Just a 3DS and an xbox 360. Soon I'll have either an Xbox One or PS4


----------



## pafupafu (Oct 6, 2015)

Playstation
Playstation 2
Xbox 360
DS Lite
DSi
3DS

I do most of my gaming on Steam though honestly.


----------



## Albuns (Oct 6, 2015)

Currently, I only own one: my 3DS.
When I was younger, I had a gameboy, gameboy advance, DS Lite and a playstation 2.


----------



## Alienfish (Oct 7, 2015)

NES(doesn't work though), GBA SP, PS Vita.
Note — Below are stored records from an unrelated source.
PR #1582, opened 2024-03-28
Fix PushState MonkeyPatch

dajinchu:
## Problem

When Vike monkey patches `history.pushState`, it saves the "original" pushState to call during Vike's routing. However, 3rd party libraries also monkey patch `pushState` in order to be informed when the page changes (in my case, [Amplitude](https://github.com/amplitude/Amplitude-TypeScript)). These libraries will not be informed when Vike navigates.

## Solution

This PR changes Vike's navigation to go through `history.pushState` so that any monkey patches that happen _after_ Vike's will still run. It detects whether Vike's own navigation is happening to no-op the monkey patch.

### DIFF
--- a/vike/client/client-routing-runtime/history.ts
+++ b/vike/client/client-routing-runtime/history.ts
@@ -7,10 +7,7 @@ export {
   monkeyPatchHistoryPushState
 }
 
-import { assert, assertUsage, getGlobalObject, hasProp, isObject } from './utils.js'
-const globalObject = getGlobalObject<{
-  pushStateOriginal?: PushStateOriginal
-}>('history.ts', {})
+import { assert, assertUsage, hasProp, isObject } from './utils.js'
 
 // No way found to add TypeScript types to `history.state`: https://github.com/microsoft/TypeScript/issues/36178
 type HistoryState = {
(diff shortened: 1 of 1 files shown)


vike/client/client-routing-runtime/history.ts
```diff
@@ -97,27 +100,27 @@ function replaceHistoryState(state: HistoryState, url?: string) {
...
-      // Don't allow user to overwrite triggeredBy as it would break Vike's handling of the 'popstate' event
-      triggeredBy: 'user'
+  window.history.pushState = new Proxy(window.history.pushState, {
+    apply: (target, thisArg, [stateFromUser, unused, url]) => {
+      assertUsage(
+        null === stateFromUser || undefined === stateFromUser || isObject(stateFromUser),
+        'history.pushState(state) argument state must be an object'
+      )
+      const state: HistoryState = isVikeHistoryState(stateFromUser)
+        ? stateFromUser
```
dajinchu, line 115: so technically, in userland I could call `history.pushState({timestamp: 1, scrollPosition: 2, triggeredBy: "me"})` and we would trust it, so this is not the most robust system.

We could create a `Symbol` in this scope if we really want to be sure that no userland dev can accidentally bypass this check.

brillout:
I see.

I wonder whether `new Proxy()` is needed; I just pushed [a minimal solution](https://github.com/vikejs/vike/pull/1582/commits/13302ca509be2f8883fbc478309eb32a2a1d8d82), let me know what you think.

dajinchu:
Minimal solution works for me.

brillout:
Pre-released as `0.4.167-commit-cfadd0a`.

dajinchu:
Awesome thanks!

(I used Proxy because I ran into the `this` binding issue as well)

brillout:
Sure thing, let me know if there is anything else!

PR #1588, opened 2024-04-01
make .server.js and .client.js change meta.env

nitedani:


brillout:
Neat. One thing I was thinking about is that we could have a third extension e.g. `.shared.` (or some other word but so far I like `.shared.` most). WDYT?

As for `assertUsage()`, how about we set the env props to `true` instead of `assertUsage()`?

brillout:
I guess we can update the tests?

brillout:
LGTM :tada:

It'd be good if we update the docs at https://vike.dev/file-env. Up for doing that or should I do it? Whichever you prefer.

brillout:
(I'll fix the new bug later today.)

brillout:
Merged :sparkles:

As for the docs let me know if you're up for it (new PR welcome), ohterwise not a problem I can also do it.

Thanks for the PR, looking forward to more (if you want) :slightly_smiling_face:

PR #1601, opened 2024-04-05
don't use options api in examples

### LINKED ISSUE #1581: Examples + vike-vue: use composition API to support composition-only build of vue
### Description

Something I stumbled upon some time ago:
The examples and vike-vue use the options API to define the root component & integrate it with routing: https://github.com/vikejs/vike/blob/main/examples/vue-full/renderer/app.ts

And I guess my laptop can count since i game on it.


----------



## KaydeeKrunk (Oct 7, 2015)

I have a GameBoy Advance SP, a 3DS XL, 2 PS3's, a PS2, and another 3DS if you consider my BF's... So not that many...


----------



## Llust (Oct 7, 2015)

- 3ds
- ds lite
- wii
- wii u
- ps3
- ps2


----------



## kwonniebunz (Oct 10, 2015)

Nintendo 64, gbc somewhere, nintendo Wii, nintendo WiiU, playstation 3 and a 3DS.


----------



## Fearthecuteness (Oct 20, 2015)

Sega gamegear, arcade action (does that count?), gameboy colour, ps1, ps2, PS3, psvita, Xbox 360, GameCube, 3 wiis, ds lite, 3ds and a computer (I'm counting this because I play games on that too). 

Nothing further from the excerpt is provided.